(Records from a collection)
■ ■ ■ ■ ■
PR #6074, opened 2025-12-11
Tool reply meta

DOsinga:
## Summary

Make goose keep the toolresults around


aharvard:
I just tested. 

Should we be seeing structured content in the tool result?

image
image

Also, should goose be aware of meta? 
image
image

DOsinga:
No, for now we're not changing what we are actually sending to the LLM; just what gets send to the client. we should look into that separately since it does feel like that currently we are missing some stuff.

aharvard:
> No, for now we're not changing what we are actually sending to the LLM; just what gets send to the client. we should look into that separately since it does feel like that currently we are missing some stuff.

Oh, I see! OK, cool.

Is there an easy way to inspect the client data in goose UI?

DOsinga:
depends on what you want to see. creating a diagnostics report is probably the  best thing you can do. it gives you an export of the current conversation and some jsonl files of recent stuff we sent to the providers

aharvard:
> depends on what you want to see. creating a diagnostics report is probably the best thing you can do. it gives you an export of the current conversation and some jsonl files of recent stuff we sent to the providers

Thanks! Had never clicked on the bug button before (embarrassed to admit) ... for folks following along:
image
■ ■ ■ ■ ■
In the entries above, find each line with "files" and copy it.

▸ **Task response**:
depends on what you want to see. creating a diagnostics report is probably the  best thing you can do. it gives you an export of the current conversation and some jsonl files of recent stuff we sent to the providers
> depends on what you want to see. creating a diagnostics report is probably the best thing you can do. it gives you an export of the current conversation and some jsonl files of recent stuff we sent to the providers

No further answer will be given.